Two Poems

The Shape of Jazz to Come

Is war coming? Are we headed for another crazy cataclysm?
My sons, draft age. Only now can I appreciate the pain
so sharp it drains the color from one’s eyes, your reason
for living gone in a spasm of violence to be forgotten
never by survivors. This fear could become real as no movie
is surreal enough to distract attention from the certainty
you did not do enough to deflect man’s trajectory.

All could be well in the end but history portends
a periodic bloodletting followed by a quietus
without mercy. What’s the best that can be said:
he died beside his friends and buddies. Steady
on to your own inquest and rest. A perfect rest
that improves upon the inadequacy of your efforts.
What solace can be found in the remains of marriage.

So you better fight back now even if that means
war comes sooner. At least you’re fighting back, but how?
Take a minute to meditate on purpose. Science
cannot save you, neither can religion. Abstaining
from violence with love, letting prisoners go, detaining
no one at the border, inviting Chinese and Russian
scientists to our shores, defusing your own anger before it detonates,

none may be enough to save your sons.
A war president needs war, whatever. A trained
and deadly warfighter. You become what history wants
you to become. You survive if you’re lucky, if not
so what, your old parents will be alive only briefly to mourn.
Then they too go to their good graves and the pain dies down.
In the meantime a new generation builds a new space station.

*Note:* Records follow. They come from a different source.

PR #4371, opened 2023-06-28
Additional segment events

attemka:


packages/atlas/src/hooks/useSegmentAnalytics.ts
```diff
@@ -47,14 +54,57 @@ export const useSegmentAnalytics = () => {
...
+        totalLength,
+        fullScreen,
+        quality,
+      })
+    },
+    [analytics]
+  )
+
+  const trackVideoPlaybackPaused = useCallback(
+    (videoId: string, channelId: string, title: string, totalLength: number, fullScreen: boolean, quality: string) => {
```
drillprop: I would avoid functions that have more than 3 or 4 parameters. It's bug-prone, you could easily pass the arguments in the wrong order(especially if most of them are in the same type). I would create a function that receives only one object with properties - videoId, channelId, title... etc

packages/atlas/src/hooks/useSegmentAnalytics.ts
```diff
@@ -47,14 +54,57 @@ export const useSegmentAnalytics = () => {
...
+        totalLength,
+        fullScreen,
+        quality,
+      })
+    },
+    [analytics]
+  )
+
+  const trackVideoPlaybackResumed = useCallback(
+    (videoId: string, channelId: string, title: string, totalLength: number, fullScreen: boolean, quality: string) => {
```
drillprop: same here

packages/atlas/src/hooks/useSegmentAnalytics.ts
```diff
@@ -47,14 +54,57 @@ export const useSegmentAnalytics = () => {
...
+        totalLength,
+        fullScreen,
+        quality,
+      })
+    },
+    [analytics]
+  )
+
+  const trackVideoPlaybackCompleted = useCallback(
+    (videoId: string, channelId: string, title: string, totalLength: number, fullScreen: boolean, quality: string) => {
```
drillprop: same here

packages/atlas/src/MainLayout.tsx
```diff
@@ -59,6 +59,17 @@ export const MainLayout: FC = () => {
...
+    // had to include this timeout to make sure the page title is updated
+    setTimeout(
+      () =>
+        trackPageView(
+          document.title,
+          'viewer',
+          (location.pathname === absoluteRoutes.viewer.ypp() && searchParams.get('referrer')) || undefined
+        ),
+      1000
+    )
```
drillprop: maybe it would be easier to put this in `useHeadTags`? Don't know. If we want to keep this as it I would add cleanup function in the useEffect and clear timeout.

packages/atlas/src/views/studio/StudioLayout.tsx
```diff
@@ -77,6 +79,11 @@ const StudioLayout = () => {
     }
   }, [closeUnsupportedBrowserDialog, openUnsupportedBrowserDialog])
 
+  useEffect(() => {
+    // had to include this timeout to make sure the page title is updated
+    setTimeout(() => trackPageView(document.title, 'studio', undefined), 1000)
+  }, [location.pathname, trackPageView])
```
drillprop, line 87: same here

drillprop (changes requested):

packages/atlas/src/MainLayout.tsx
attemka: not very obvious place to put this track function and too many extra renders there, so I've just added a destructor

drillprop (approved):

PR #4377, opened 2023-06-30
improve AssetImage loading

drillprop:
Context: I noticed that for basically every image in the app we had two "loading states": 
- first, when data was loading, 
- second, when the image was resolving.

Besides that, the behavior of these states was inconsistent - for example In Thumbnail, for the first loading, we had CSSTransition applied, but for the second loading state we had not. This was leading to an unpleasant experience.

Summary of changes:
- added isLoading prop
- applied CSSTransition inside of AssetImage
- added imgPlaceholder optional prop, which will show when the image is not resolved


WRadoslaw (approved):
LGTM, nice work

attemka (approved):

Issue #3835, opened 2023-02-16
CRT Viewer: Buy Tokens on Market - Submit tx


dmtrjsg:
## Context
- #3384 

## Scope

- [ ] Submit purchase tx for AMM

## Design

[Link to Figma>](https://www.figma.com/file/POw4j95jszfIP5bGfas2IC/Channel-page?node-id=1903%3A117678&t=XWyT31UxvE7yKN66-1)

polikosi:
tested on: https://atlas-o35urjwe5-joystream.vercel.app

1. I can't see any confetti when I have successfully bought tokens. 
2. By the design, I expected to see a different photo on the "Congratulations on your purchase" dialog
3. I can't see the snackbar after closing the dialog
![image](https://github.com/Joystream/atlas/assets/80429191/770ee76d-c70e-447c-965b-c2640d2ee339)

Perhaps it was not included:
In the list of owners on the token page, I see only candidate1 (he started the market), but I also bought tokens on candidate2, 3, 7.
![image](https://github.com/Joystream/atlas/assets/80429191/a19e1ec2-578d-4646-8a9b-e6947fbc7711)

polikosi:
1. I can't see the snackbar after closing the dialog
2. it would be nice if the sorting by the amount of tokens was the same as on the "holders" page
![image](https://github.com/Joystream/atlas/assets/80429191/f089a87e-3dad-4e28-9374-efff1455d5dc)

WRadoslaw:
> 1. I can't see the snackbar after closing the dialog

Which dialog?

ivanturlakov:
> Which dialog?

According to design after user clicks on Continue button on "Congrats on your purchase" modal > the Modal should be closed and a snackbar appears on bottom left

<img width="223" alt="Screenshot 2024-01-30 at 19 32 14" src="https://github.com/Joystream/atlas/assets/46903215/8f1fa5c2-738c-4a12-b7a2-af8249751719">

Holders Table > Members links => Member not found

PR #4946, opened 2023-10-03
🥋 Buy token market tx

WRadoslaw:
#3835

### DIFF
--- a/packages/atlas/src/joystream-lib/extrinsics.ts
+++ b/packages/atlas/src/joystream-lib/extrinsics.ts
@@ -71,6 +71,8 @@ type PublicExtrinsic<TxFunction, ReturnValue> = TxFunction extends (...a: infer 
   ? (...a: [...U, ExtrinsicStatusCallbackFn | undefined]) => Promise<ReturnValue>
   : never
 
+const PERMILLS_PER_PERCENTAGE = 10
+
 export class JoystreamLibExtrinsics {
   readonly api: PolkadotApi
   readonly getAccount: AccountIdAccessor
@@ -1126,7 +1128,7 @@ export class JoystreamLibExtrinsics {
           linearVestingDuration: createType('u32', new BN(initialCreatorAllocation.vestingDuration)),
           cliffAmountPercentage: createType(
             'Permill',
-            new BN(initialCreatorAllocation.cliffAmountPercentage)
+            new BN(initialCreatorAllocation.cliffAmountPercentage * PERMILLS_PER_PERCENTAGE)
           ) as number,
         }),
       })
@@ -1134,8 +1136,8 @@ export class JoystreamLibExtrinsics {
 
     const params = createType('PalletProjectTokenTokenIssuanceParameters', {
       initialAllocation,
-      patronageRate: createType('Perquintill', patronageRate) as number,
-      revenueSplitRate: createType('Permill', revenueSplitRate) as number,
+      patronageRate: createType('Perquintill', patronageRate * PERMILLS_PER_PERCENTAGE) as number,
+      revenueSplitRate: createType('Permill', revenueSplitRate * PERMILLS_PER_PERCENTAGE) as number,
       transferPolicy: createType('PalletProjectTokenTransferPolicyParams', 'Permissionless'),
       metadata: prepareCreatorTokenMetadata({ symbol }),
     })
@@ -1171,7 +1173,10 @@ export class JoystreamLibExtrinsics {
       parseInt(tokenId),
       parseInt(memberId),
       amountCast,
-      createType('Option<ITuple<[Permill, u128]>>', [createType('Permill', new BN(0.5)), amountCast]) // percent, number of joy user wants to pay --- default on 0.5%
+      createType('Option<ITuple<[Permill, u128]>>', [
+        createType('Permill', new BN(0.5 * PERMILLS_PER_PERCENTAGE)),
+        amountCast,
+      ]) // percent, number of joy user wants to pay --- default on 0.5%
     )
   }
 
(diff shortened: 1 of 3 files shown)


packages/atlas/src/joystream-lib/extrinsics.ts
```diff
@@ -1163,4 +1163,47 @@ export class JoystreamLibExtrinsics {
...
   }
+
+  purchaseTokenOnMarketTx = async (tokenId: string, memberId: string, amount: string) => {
+    const amountCast = createType('u128', new BN(amount))
+
+    return this.api.tx.projectToken.buyOnAmm(
+      parseInt(tokenId),
+      parseInt(memberId),
+      amountCast,
+      createType('Option<ITuple<[Permill, u128]>>', [createType('Permill', new BN(0.5)), amountCast]) // percent, number of joy user wants to pay --- default on 0.5%
```
thesan: I think 0.5 percent is 5000 permill (or is it 5 ? I'm never sure if `permill` stands for per 1M or 1K).
Also `new BN(0.5)` is `0` as bn.js doesn't support decimal

packages/atlas/src/joystream-lib/extrinsics.ts
```diff
@@ -1163,4 +1163,47 @@ export class JoystreamLibExtrinsics {
...
+    return { block }
+  }
+
+  sellTokenOnMarketTx = async (tokenId: string, memberId: string, amount: string) => {
+    const amountCast = createType('u128', new BN(amount))
+    return this.api.tx.projectToken.sellOnAmm(
+      parseInt(tokenId),
+      parseInt(memberId),
+      amountCast,
+      createType('Option<ITuple<[Permill, u128]>>', [createType('Permill', new BN(0.5)), amountCast]) // percent, number of joy user wants to pay --- default on 0.5%
```
thesan: same here

thesan (changes requested):

packages/atlas/src/joystream-lib/extrinsics.ts
WRadoslaw: Hmmm, in issue token transaction we use permill as a normal percentage value and it was parsed correctly by the Orion, plus In Orion tests Ignazio approached it the same. 

But definitely, BN from 0.5 will be a problem since the default value should be 0.5%, I hope `createType('Permill', 0.5)` will work

packages/atlas/src/joystream-lib/extrinsics.ts
WRadoslaw: answered above

packages/atlas/src/joystream-lib/extrinsics.ts
WRadoslaw: Forget the previous response, I decided to map percentages to permills, it seems the most reasonable

thesan (approved):

packages/atlas/src/joystream-lib/extrinsics.ts
```diff
@@ -1126,16 +1128,16 @@ export class JoystreamLibExtrinsics {
...
           ) as number,
         }),
       })
     )
 
     const params = createType('PalletProjectTokenTokenIssuanceParameters', {
       initialAllocation,
-      patronageRate: createType('Perquintill', patronageRate) as number,
-      revenueSplitRate: createType('Permill', revenueSplitRate) as number,
+      patronageRate: createType('Perquintill', patronageRate * PERMILLS_PER_PERCENTAGE) as number,
```
thesan: Oh I  just realized this one is `Perquintill`. $`10^{18}`$ [aparently](https://en.wikipedia.org/wiki/Names_of_large_numbers)!

thesan (changes requested):

packages/atlas/src/joystream-lib/extrinsics.ts
thesan: Also are the `patronageRate` and ` revenueSplitRate` percentages ?

WRadoslaw: From rust crate:
image

packages/atlas/src/joystream-lib/extrinsics.ts
```diff
@@ -72,6 +72,7 @@ type PublicExtrinsic<TxFunction, ReturnValue> = TxFunction extends (...a: infer
   : never
 
 const PERMILLS_PER_PERCENTAGE = 10
+const PERQUINTILLS_PER_PERCENTAGE = 100
```
thesan: `Perquintill` are ["parts per Quintillion"](https://docs.rs/sp-runtime/latest/sp_runtime/struct.Perquintill.html) so I think would be:
```ts
const PERQUINTILLS_PER_PERCENTAGE = 10**16
```
($`10^{18 - 2}`$) but  the `PERQUINTILLS_PER_PERCENTAGE` would have to be a `BN` because $`10^{16}`$ is more than `Number.MAX_SAFE_INTEGER` so if `PERQUINTILLS_PER_PERCENTAGE` is a `number`, `BN` will throw an exception for all ratio that aren't extremely low.

thesan (changes requested):

packages/atlas/src/joystream-lib/extrinsics.ts
thesan: Sorry I just saw that (GH had not refresehd). But I'm really confused now...

thesan: Sorry I just saw that (GH had not refresehd). But I'm really confused now...

thesan (approved):

Issue #4874, opened 2023-09-15
Reward withdrawal/claim: disallow Polkadot formatted addresses


mochet:
Background: https://discord.com/channels/811216481340751934/1147348817692340284/1152219779160096849

This is now I think the 2nd or 3rd time that a user has sent funds to a Polkadot address which is on an unsupported exchange. It seems like it would be prudent to verify addresses have Joystream or at least Substrate generic address formatting to help avoid this.

dmtrjsg:
@mochet thanks for raising this issue. We will include the validation of address format to the next release which allows to withdraw to external address from 
- Payouts dashboard withdrawal
- Member drop down transfer modal

Check for 
- length
- prefix
...

Display validation error on the field input 
"Address does not follow Joystream or Substrate Generic format"

dmtrjsg:
@KubaMikolajczyk 

Artem has added a validation for address format but we don't want to simply disallow and block transfers to polkadot generic accounts and show a message  "Address does not follow Joystream format. Make sure that destination address supports Joystream token before transfer." May I ask you to update the transfer/ withdraw modal designs to accommodate for it.

KubaMikolajczyk:
@dmtrjsg  The text field for entering the address together with users interactions with it are captured in user stories ✅ and ready to be reviewed:

📄 Withdrawal: https://www.figma.com/file/ZFRXsyGvnBXnkDUUGc5vyR/My-payments?type=design&node-id=2659-35330&mode=design&t=O4AIFrrWeeRr1nuc-4

📄 Withdraw to external wallet: https://www.figma.com/file/ZFRXsyGvnBXnkDUUGc5vyR/My-payments?type=design&node-id=3321-7796&mode=design&t=O4AIFrrWeeRr1nuc-4

Issue #4795, opened 2023-09-02
Rewards: `withdraw` should support withdawing to external accounts in a single flow


mochet:
# Problem
Currently, the UI for creator rewards uses the word `withdraw` which I think is a bit confusing--some users seem to think that this has sent the tokens to some account that they didn't specify (https://discord.com/channels/811216481340751934/1147348817692340284/1147348817692340284)
![image](https://github.com/Joystream/atlas/assets/50830161/4fde7be0-24ad-4d3a-aa16-8fdeac4e2508)

# Solution
Change `withdraw` to `claim`. This is because `withdraw` is commonly used to signify that a transfer between accounts has happened (typical language used on exchanges) and while this is technically true, from a UX standpoint the user is actually `claiming` rewards that go to a preset account.
Once this is done, then the user would `withdraw`.

bedeho:
I agree this is complex, but I think the real solution here is to allow users to withdraw funds directly to an external account if they want to, this is what most people want to do, like move it to ane xchange or something. So ideally, when they click this, they get a choice between "external accoun" and "my membership account". This will under the hood require a batch transaction because its not possible, on-chain, to withdraw to an arbitrary account.

dmtrjsg:
Just linking up quick solution to the ux issue I have drafted before which is in the design bl: 
- https://github.com/Joystream/atlas/issues/4803

If batching txs is possible, then we'd rather go with that ofc (I recall there was some sort of a limitation that prevented us form doing so before).

dmtrjsg:
Scope:
- [ ] Keep the CTA as `Withdraw` and allow to withdraw to external acc in the same modal
- [ ] Use the same modal that is used for Transfer
- [ ] Change the copy in the destination account from "Polkadot wallet account" to "Joystream account address"
- [ ] do point 3 for the transfer modal when transferring from the membership account

PR #4948, opened 2023-10-03
Withdrawal to any polkadot address

attemka:
#4795 
#4874


packages/atlas/src/providers/transactions/transactions.hooks.ts
```diff
@@ -247,7 +249,7 @@ export const useTransaction = (): HandleTransactionFn => {
         })
 
         /* === transaction was successful, do necessary cleanup === */
-        updateStatus(ExtrinsicStatus.Completed)
+        !onTxSuccess && updateStatus(ExtrinsicStatus.Completed)
```
WRadoslaw, line 252: Why do we want to switch the state only when the transaction has NOT succeeded?

attemka: @WRadoslaw  maybe I missed the naming here but heres how it'll work: onTxSuccess should run the chained transaction, so I've hidden the success state of the current one, as it could be confusing for the user. 2nd transaction (or the last one, if many) won't have onTxSuccess, so it'll display the final success state. Maybe I should change the propertyName, but I've ran out of ideas tbh.

WRadoslaw: I think at this point we should just introduce an API that will handle performing batch transactions

WRadoslaw: Idk, this feels pretty weird for me and unintuitive

dmtrjsg:
@attemka 

- Update placeholder copy to "Joystream wallet address"
- Update tooltip and validation copy to
"All substrate generic accounts are supported, but make sure you are transferring to the wallet address that supports JOYSTREAM token in case of withdrawing to exchange deposit address."

packages/atlas/src/providers/transactions/transactions.hooks.ts
attemka: Agreed to implement custom modal approach in future iterations.

WRadoslaw (approved):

Since the vortex will be sucking up the poor,
let’s not let the rich escape untouched. All go down
together, no one hoards gold or gets away with fiction.
If we have to fight let’s make sure we fight as one,
the sons of the rich side by side with the poor’s sons
and their daughters. You want slaughter? Then
let every city and back road know the new order.

I would rather watch Lalaland ten times over than have
to write this poem. I can leave home and live
in a tent or bunkhouse, eat dinner out of a tin cup
and drink water from a wooden bowl, give up
music and most of my memories to save my sons,
to save the world and avoid this war.
But that rarely happens. One is lost and found in what happens.

***

Covid Cashier

Quiet, dawn, Covid.
Biggest accomplishment yesterday: buying toilet paper.
Thanking the young cashier for doing her job.
Feeling a little sick, wearing my mask and gloves,
Spring oblivious to the virus, an idiot like Millay said.
At least we’re not beheading each other—yet.

Symptoms mild so far. Today rest,
no long walk, no knee bends.
I think I’ve watched every possible movie and tv show
and nothing’s left that doesn’t bore me.
I could learn the calculus, chemistry or physics
but will I and what for?

Most poetry is chopped up prose. That’s harsh
but true. But that’s because most days
are prose or yesterday’s news. Win or lose
sumthin’s gonna getcha. Drug cartel assassin, the blues.
If not now, when? Some other Wednesday. Why wait?
I wish I had some wisdom to translate.

It’s living and helping others to live
that counts, I guess. Cast a cold eye and guess,
walk the extra mile, report from the besieged city, be wise or a jerk.
I hope to get the antibodies the easy way,
mild symptoms, no brush with death, don’t intubate.
An existential Bessemer process, strange quark,

chances are I won’t be able to organize this day into an expressible state.
A daily exchange with nature’s enough
to alleviate my fear.
When I thanked the cashier
her smile was like the sun coming out from behind clouds
or the end of the pandemic, as if I had not wasted my life.